▸ What the task asks:
Here is the task for the records below: repeat exactly the lines from the one with "Use consistent whitespace" to the one with "PR #627, opened 2023-01-14", both included, and nothing else.

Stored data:
• • • • • • •

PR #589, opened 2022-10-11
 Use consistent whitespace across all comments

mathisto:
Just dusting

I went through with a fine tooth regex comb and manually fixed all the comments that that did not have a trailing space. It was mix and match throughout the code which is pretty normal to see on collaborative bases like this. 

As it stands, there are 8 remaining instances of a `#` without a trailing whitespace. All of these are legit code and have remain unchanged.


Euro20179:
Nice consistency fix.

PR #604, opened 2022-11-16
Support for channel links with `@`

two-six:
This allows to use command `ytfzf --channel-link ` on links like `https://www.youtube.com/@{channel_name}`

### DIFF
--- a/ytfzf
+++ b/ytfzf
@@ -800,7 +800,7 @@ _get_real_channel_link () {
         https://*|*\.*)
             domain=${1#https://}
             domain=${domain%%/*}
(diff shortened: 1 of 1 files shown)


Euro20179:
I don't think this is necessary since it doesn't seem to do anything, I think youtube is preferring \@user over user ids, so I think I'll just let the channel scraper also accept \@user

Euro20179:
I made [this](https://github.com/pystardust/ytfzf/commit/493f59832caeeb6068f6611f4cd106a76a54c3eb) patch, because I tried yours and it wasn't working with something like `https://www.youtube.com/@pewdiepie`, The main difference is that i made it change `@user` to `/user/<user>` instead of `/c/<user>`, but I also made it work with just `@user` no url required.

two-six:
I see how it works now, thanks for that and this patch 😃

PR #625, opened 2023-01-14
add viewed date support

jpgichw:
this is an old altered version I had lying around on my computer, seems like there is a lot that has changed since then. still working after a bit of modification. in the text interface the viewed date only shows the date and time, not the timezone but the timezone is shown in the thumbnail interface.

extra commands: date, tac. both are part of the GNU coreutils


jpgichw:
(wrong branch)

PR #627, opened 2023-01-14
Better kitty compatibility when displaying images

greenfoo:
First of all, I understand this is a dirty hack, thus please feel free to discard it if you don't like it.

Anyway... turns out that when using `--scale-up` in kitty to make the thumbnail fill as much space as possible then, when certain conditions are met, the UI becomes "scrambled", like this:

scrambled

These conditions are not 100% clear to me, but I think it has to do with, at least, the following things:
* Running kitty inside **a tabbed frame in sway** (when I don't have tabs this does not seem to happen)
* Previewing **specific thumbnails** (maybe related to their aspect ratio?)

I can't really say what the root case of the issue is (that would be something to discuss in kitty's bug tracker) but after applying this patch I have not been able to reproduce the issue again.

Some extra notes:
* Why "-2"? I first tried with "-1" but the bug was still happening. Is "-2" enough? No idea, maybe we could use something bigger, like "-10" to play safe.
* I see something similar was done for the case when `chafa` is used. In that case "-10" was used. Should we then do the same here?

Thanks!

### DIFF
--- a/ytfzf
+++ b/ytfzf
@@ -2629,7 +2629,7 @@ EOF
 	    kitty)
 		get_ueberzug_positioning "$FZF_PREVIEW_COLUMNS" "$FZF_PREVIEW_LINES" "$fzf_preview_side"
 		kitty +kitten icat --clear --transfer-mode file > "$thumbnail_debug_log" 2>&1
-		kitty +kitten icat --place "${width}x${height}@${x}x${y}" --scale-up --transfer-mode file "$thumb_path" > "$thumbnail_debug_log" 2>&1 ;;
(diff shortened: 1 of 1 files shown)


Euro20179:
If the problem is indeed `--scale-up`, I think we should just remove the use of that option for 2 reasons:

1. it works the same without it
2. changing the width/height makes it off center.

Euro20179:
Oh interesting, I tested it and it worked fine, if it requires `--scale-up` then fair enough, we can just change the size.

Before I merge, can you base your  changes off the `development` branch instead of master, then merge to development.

• • • • • • •

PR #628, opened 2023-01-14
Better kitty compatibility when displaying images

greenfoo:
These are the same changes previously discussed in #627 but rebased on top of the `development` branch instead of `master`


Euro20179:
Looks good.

• • • • • • •

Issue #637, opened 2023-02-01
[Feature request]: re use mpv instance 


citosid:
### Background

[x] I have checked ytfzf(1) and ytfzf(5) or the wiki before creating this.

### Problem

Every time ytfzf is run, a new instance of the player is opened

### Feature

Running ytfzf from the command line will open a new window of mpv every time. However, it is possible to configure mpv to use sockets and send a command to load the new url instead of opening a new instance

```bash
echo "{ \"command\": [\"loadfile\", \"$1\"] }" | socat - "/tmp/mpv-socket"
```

• • • • • • •

▸ Solved problem:
 Use consistent whitespace across all comments

mathisto:
Just dusting

I went through with a fine tooth regex comb and manually fixed all the comments that that did not have a trailing space. It was mix and match throughout the code which is pretty normal to see on collaborative bases like this. 

As it stands, there are 8 remaining instances of a `#` without a trailing whitespace. All of these are legit code and have remain unchanged.


Euro20179:
Nice consistency fix.

PR #604, opened 2022-11-16
Support for channel links with `@`

two-six:
This allows to use command `ytfzf --channel-link ` on links like `https://www.youtube.com/@{channel_name}`

### DIFF
--- a/ytfzf
+++ b/ytfzf
@@ -800,7 +800,7 @@ _get_real_channel_link () {
         https://*|*\.*)
             domain=${1#https://}
             domain=${domain%%/*}
(diff shortened: 1 of 1 files shown)


Euro20179:
I don't think this is necessary since it doesn't seem to do anything, I think youtube is preferring \@user over user ids, so I think I'll just let the channel scraper also accept \@user

Euro20179:
I made [this](https://github.com/pystardust/ytfzf/commit/493f59832caeeb6068f6611f4cd106a76a54c3eb) patch, because I tried yours and it wasn't working with something like `https://www.youtube.com/@pewdiepie`, The main difference is that i made it change `@user` to `/user/<user>` instead of `/c/<user>`, but I also made it work with just `@user` no url required.

two-six:
I see how it works now, thanks for that and this patch 😃

PR #625, opened 2023-01-14
add viewed date support

jpgichw:
this is an old altered version I had lying around on my computer, seems like there is a lot that has changed since then. still working after a bit of modification. in the text interface the viewed date only shows the date and time, not the timezone but the timezone is shown in the thumbnail interface.

extra commands: date, tac. both are part of the GNU coreutils


jpgichw:
(wrong branch)

PR #627, opened 2023-01-14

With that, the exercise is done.